Saved data entries:
PR #6006, opened 2022-07-06
Fix raising InvalidNode errors based on user input

kevindew:

This resolves a regression introduced by https://github.com/alphagov/smart-answers/commit/152f74a3e6a3739fc45f45734b5e145e83bfb6f1 which led to 500 errors in Smart Answers when a user provided incorrect input. The situation was when a user was requesting a Smart Answer and had a path that had responses beyond what produces an outcome the application raises an error. (the example situation is: given a request of `/state-pension-age/y/age/2022-01-11/male` we only need `age/2022-01-11` to produce an outcome and `/male` is superfluous - when the application tries to process the `male` argument the application errors).

To resolve this I've created a new type of exception to cover this event that can be converted into a 404, so that this can be distinct from the configuration issues that InvalidNode exposes.

More info in the commits.


maxgds:
I'll merge to quieten sentry, thanks both.

PR #6008, opened 2022-07-07
Move PropertyFireSafetyPayment currency methods from view to calculator

edwardkerry:
This PR extracts some rather verbose and repeated currency helper methods from the view to the calculator.

It also allows us to move some methods from public to private, and update tests accordingly


1pretz1 (approved):
Awesome!

PR #6012, opened 2022-07-07
Change property-fire-safety-payment to check-fire-safety-costs

edwardkerry:
This PR changes the slug of the smart-answer from property-fire-safety-payment to check-fire-safety-costs.

It updates all the associated files and class names to match this new name.

It also makes some small changes to copy in the start page and outcomes.


KludgeKML (approved):
LGTM

PR #928, opened 2023-09-16
Enforced estimated price

shtukas:
In a previous recent PR ( https://github.com/guardian/price-migration-engine/pull/923 ) we introduced a check that detect when the final price of a subscription after amendment is higher than the estimated price. This is not a condition that would happen naturally in the engine, but it's not a strict impossibility either and it was reported that some Guardian weekly Quarterly (and at least one Annual) subscription had suffered from that problem. 

In this PR 

1. We get rid of `priceCorrectionFactorForPriceCap` which is no longer used. It was introduced as a mechanism for computing the right (possibly capped) prices during the making of charge overrides, but we no longer to that (see 3. below)

2. Replace `PriceCap.cappedPrice` by `PriceCap`'s apply function. This makes the code slightly more readable. 

3. Update the signature of `updateOfRatePlansToCurrent` to no longer passing a price correction factor, but the price we are enforcing. This is a very simple way to solve the mis-pricing problem. Indeed, instead of _hoping_ that the price after amendment will be the one we found during estimation, we simply enforce it. The logic is much more simple to understand and although we keep the price check (just in case), we should no longer observe that kind of mis-pricing. 

4. Note that we are still, at least in the case of legacy migrations, applying the price cap. The three places we are calling `PriceCap` are the notification handler, while making the communication to the user, the Salesforce price rise creation handler, to send the correct (capped) price to Salesforce, and then during the amendment handler. Using the exact same logic during those three handlers, instead of (before this change) using `PriceCap` in the two first but then a correction factor during the last one, was complicating one's mental model of what is actually happening.

### DIFF
--- a/lambda/src/main/scala/pricemigrationengine/handlers/AmendmentHandler.scala
+++ b/lambda/src/main/scala/pricemigrationengine/handlers/AmendmentHandler.scala
@@ -69,18 +69,15 @@ object AmendmentHandler extends CohortHandler {
     }
   }
 
-  private def checkFinalPriceVersusEstimatedNewPrice(
-      cohortSpec: CohortSpec,
-      item: CohortItem,
-      estimatedNewPrice: BigDecimal,
-      newPrice: BigDecimal
-  ): ZIO[Zuora, Failure, Unit] = {
+  private def shouldPerformFinalPriceCheck(cohortSpec: CohortSpec): Boolean = {
     // Date: 8 Sept 2023
     // This function is introduced as part of a multi stage update of the
     // engine to detect and deal with situations where the final price is higher than the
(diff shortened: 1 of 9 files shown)


shtukas:
Subscription 439444, which was the first to alarm after we introduced the final price check: https://github.com/guardian/price-migration-engine/pull/923 is now behaving correctly (meaning relatively to the estimated price, which also happens to be the price cap relatively to its old price)

Before this change:

01 439444 in Zuora with old code

After this change:

03 439444 in Zuora with new code

kelvin-chappell (approved):
🚀

shtukas:
Failure case, obtained by momentarily allowing check for supporter+ and manually editing the cohort item:

Screenshot 2023-09-25 at 19 28 26

PR #939, opened 2023-10-06
Fix code owners

kelvin-chappell:
I think it was broken.

See https://docs.github.com/en/repositories/managing-your-repositorys-settings-and-features/customizing-your-repository/about-code-owners


shtukas (approved):

shtukas:
Merci!

PR #942, opened 2023-10-11
Default mailing address for DigiSubs2023

shtukas:
This PR removes the requirement for a mailing postal address for the (email) notifications of DigiSubs2023. This is a requirement that we inherited from old paper mail migrations but that is needed here, and are causing errors when the user record doesn't have such data in Salesforce. 

We could probably expand that relaxation to all the other digital migrations, but here we focus on the tightest change required to solve that problem with the DigiSubs2023 cohort.

### DIFF
--- a/lambda/src/main/scala/pricemigrationengine/handlers/NotificationHandler.scala
+++ b/lambda/src/main/scala/pricemigrationengine/handlers/NotificationHandler.scala
@@ -29,7 +29,7 @@ object NotificationHandler extends CohortHandler {
   // Membership migration
   // Notification period: -33 (included) to -31 (excluded) days
   private val emailMaxNotificationLeadTime = 33
-  private val emailMinNotificationLeadTime = 31
+  private val emailMinNotificationLeadTime = 30
 
   def maxLeadTime(cohortSpec: CohortSpec): Int = {
     MigrationType(cohortSpec) match {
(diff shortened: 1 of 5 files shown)


lambda/src/main/scala/pricemigrationengine/handlers/NotificationHandler.scala
```diff
@@ -219,14 +219,24 @@ object NotificationHandler extends CohortHandler {
...
-    } yield billingAddress).orElse(
-      requiredField(contact.MailingAddress, "Contact.MailingAddress")
-    )
+  def targetAddress(
+      cohortSpec: CohortSpec,
+      contact: SalesforceContact
+  ): ZIO[Any, NotificationHandlerFailure, SalesforceAddress] = {
+    MigrationType(cohortSpec) match {
+      case DigiSubs2023 =>
+        ZIO.succeed(SalesforceAddress(Some("street"), Some("city"), Some("state"), Some("postalCode"), Some("country")))
```
kelvin-chappell, line 228: If something has to be passed through, perhaps it would be better if fields are all `None`or could have a `SalesforceAddress.Unused` whose fields are all `None`

shtukas: I tried that, as None was more natural, but that cause additional fields to fail. With that said I guess I can pass `Some("")`, that would also solve the problem and looks more.... canonical :)

shtukas: I did it here: https://github.com/guardian/price-migration-engine/pull/942/commits/499b65a73e81b28aaffc9193bbb2b0da1bd7bac2

kelvin-chappell (approved):
Looks fine 👍 

I'd just say if you want to do a bit of a refactor it's a good practice to keep pure and 'effectful' code separate so that only effectful functions give a `ZIO`.  So where the code is pure, ie doesn't have or consume an effect, it should just return a simpler type and then lift it into a `ZIO` when it gets pulled into code that has an effect.
So, in this case, `targetAddress` might give an `Either[NotificationHandlerFailure, SalesforceAddress]` and then that could be lifted by `ZIO.fromEither` at the call site.

PR #944, opened 2023-10-17
refactor effectful code

shtukas:
In https://github.com/guardian/price-migration-engine/pull/942 , Kelvin was suggesting a small refactoring in the notification handler. In this change, `requiredField`,  `targetAddress` are now both pure functions that return `Either[NotificationHandlerFailure, A]`.


kelvin-chappell (approved):
That's looking much better now! 👍

shtukas:
Flat mapping a left projection, thanks @kelvin-chappell .

PR #948, opened 2023-11-01
DigiSubs2023 Quarterlies and Annuals

shtukas:
This PR implement the tests for the migration of DigiSubs2023 Quarterlies and Annuals. 

Preliminaries
1. https://github.com/guardian/price-migration-engine/pull/949
2. https://github.com/guardian/price-migration-engine/pull/950
3. https://github.com/guardian/price-migration-engine/pull/951
4. https://github.com/guardian/price-migration-engine/pull/952

Cohort specs:

```
{
    "cohortName":"DigiSubs2023_Batch2",
    "brazeCampaignName":"SV_DP_PriceRise2023",
    "importStartDate":"2023-01-01",
    "earliestPriceMigrationStartDate":"2023-12-09"
}
```


lambda/src/test/scala/pricemigrationengine/migrations/DigiSubs2023MigrationTest.scala
```diff
@@ -243,6 +243,245 @@ class DigiSubs2023MigrationTest extends munit.FunSuite {
...
+    assertEquals(newPriceLookup("GBP", Monthly).toOption.get, BigDecimal(14.99))
+    assertEquals(newPriceLookup("GBP", Quarterly).toOption.get, BigDecimal(44.94))
+    assertEquals(newPriceLookup("USD", Annual).toOption.get, BigDecimal(249))
+
+    val account = Fixtures.accountFromJson("DigiSubs2023/quarterly/account.json")
+    val catalogue = Fixtures.productCatalogueFromJson("DigiSubs2023/quarterly/catalogue.json")
+    val subscription = Fixtures.subscriptionFromJson("DigiSubs2023/quarterly/subscription.json")
+    val invoicePreview = Fixtures.invoiceListFromJson("DigiSubs2023/quarterly/invoice-preview.json")
+
+    val zuoraRatePlan1 = subscriptionRatePlan(subscription).toOption.get // If we fail here, that's part of the plan
```
kelvin-chappell, line 263: If you expect this to fail, it would be best to wrap it in an intercept: https://scalameta.org/munit/docs/assertions.html#intercept

kelvin-chappell (approved):
Looks good but would ideally have a single assertion per test so that it's immediately clear what the test is and what needs fixing if it fails.  But no problem with how it is

lambda/src/test/scala/pricemigrationengine/migrations/DigiSubs2023MigrationTest.scala
shtukas: Actually it should never fail. If it does it means that the fixture is broken subscription. Comment is misleading. Let me remove it :)

shtukas:
Yes, I write the test to show how the subscription update is built from parts. In fact it's a unit test of the last assertion with intermediary assertions to highlight the objects :)

PR #955, opened 2023-11-13
Enable nightly DynamoDB backups for CloudFormed tables

jacobwinch:
## What does this change?

This PR allows us to start backing up the `price-migration-engine-cohort-spec` DynamoDB table using https://github.com/guardian/aws-backup. For more details on this project see [this doc](https://docs.google.com/document/d/11EZtuVHCnjavE9AYLroiuDUsMzbp2ulFBtj4VkyCKNc/edit) and this [audit](https://docs.google.com/spreadsheets/d/1gNh_yQ3GVo_dVAemgZfRZM_MaQxep6_x-hzrhvVBGHY/edit#gid=1523470588) that @guardian/devx-reliability have been working on with Heads of Engineering.

## How to test

I should be able to test this by deploying to `CODE`.

I will double check that backups are taken as expected after merging (this should happen the night after this PR is merged).

## How can we measure success?

We will be able to recover (most) data stored in this table in the unlikely event that it is deleted.

## Have we considered potential risks?

Yes, a number of risks related to performance, cost and privacy were considered. See [this doc](https://docs.google.com/document/d/11EZtuVHCnjavE9AYLroiuDUsMzbp2ulFBtj4VkyCKNc/edit#heading=h.vwt7syo8ng40) for more details.

## Question for maintainers of this project

I think the [Riff-Raff project is defined here](https://github.com/guardian/price-migration-engine/blob/03f06fda46c77f63b7f0fb64c55c15fad644f2ce/build.sbt#L36), but it [hasn't been deployed to `CODE` for a long time](https://riffraff.gutools.co.uk/deployment/history?projectName=Retention%3A%3APriceMigrationEngine%3A%3ADynamoDb&stage=CODE&pageSize=20&page=1) and has [never been deployed to `PROD`](https://riffraff.gutools.co.uk/deployment/history?projectName=Retention%3A%3APriceMigrationEngine%3A%3ADynamoDb&stage=PROD&pageSize=20&page=1).

Is deploying via Riff-Raff the correct way to test / release these infrastructure changes?

PR #956, opened 2023-11-15
Stop cloudforming PriceMigrationEngine[Stage]

shtukas:
The PriceMigrationEnginePROD table for the first DynamoDB table created when the engine was born. It is not no longer relevant and can be not only deleted from AWS, but we can stop cloud forming it.

Its existence was noticed as part of DevEx's automatic backup initiative: https://github.com/guardian/price-migration-engine/pull/955 

(Note en passant that the other table declared in that file price-migration-engine-cohort-spec-[Stage] is actively used)


david-pepper (approved):

david-pepper:
typo in description 
``` It is not< no longer relevant ```

kelvin-chappell (approved):
👍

What is needed ::
Which lines above run from the one containing "Change property-fire-safety-payment to" down to the one containing "3. Update the"? Repeat exactly those, both ends included, and nothing else.

Response to the exercise ::
Change property-fire-safety-payment to check-fire-safety-costs

edwardkerry:
This PR changes the slug of the smart-answer from property-fire-safety-payment to check-fire-safety-costs.

It updates all the associated files and class names to match this new name.

It also makes some small changes to copy in the start page and outcomes.


KludgeKML (approved):
LGTM

PR #928, opened 2023-09-16
Enforced estimated price

shtukas:
In a previous recent PR ( https://github.com/guardian/price-migration-engine/pull/923 ) we introduced a check that detect when the final price of a subscription after amendment is higher than the estimated price. This is not a condition that would happen naturally in the engine, but it's not a strict impossibility either and it was reported that some Guardian weekly Quarterly (and at least one Annual) subscription had suffered from that problem. 

In this PR 

1. We get rid of `priceCorrectionFactorForPriceCap` which is no longer used. It was introduced as a mechanism for computing the right (possibly capped) prices during the making of charge overrides, but we no longer to that (see 3. below)

2. Replace `PriceCap.cappedPrice` by `PriceCap`'s apply function. This makes the code slightly more readable. 

3. Update the signature of `updateOfRatePlansToCurrent` to no longer passing a price correction factor, but the price we are enforcing. This is a very simple way to solve the mis-pricing problem. Indeed, instead of _hoping_ that the price after amendment will be the one we found during estimation, we simply enforce it. The logic is much more simple to understand and although we keep the price check (just in case), we should no longer observe that kind of mis-pricing. 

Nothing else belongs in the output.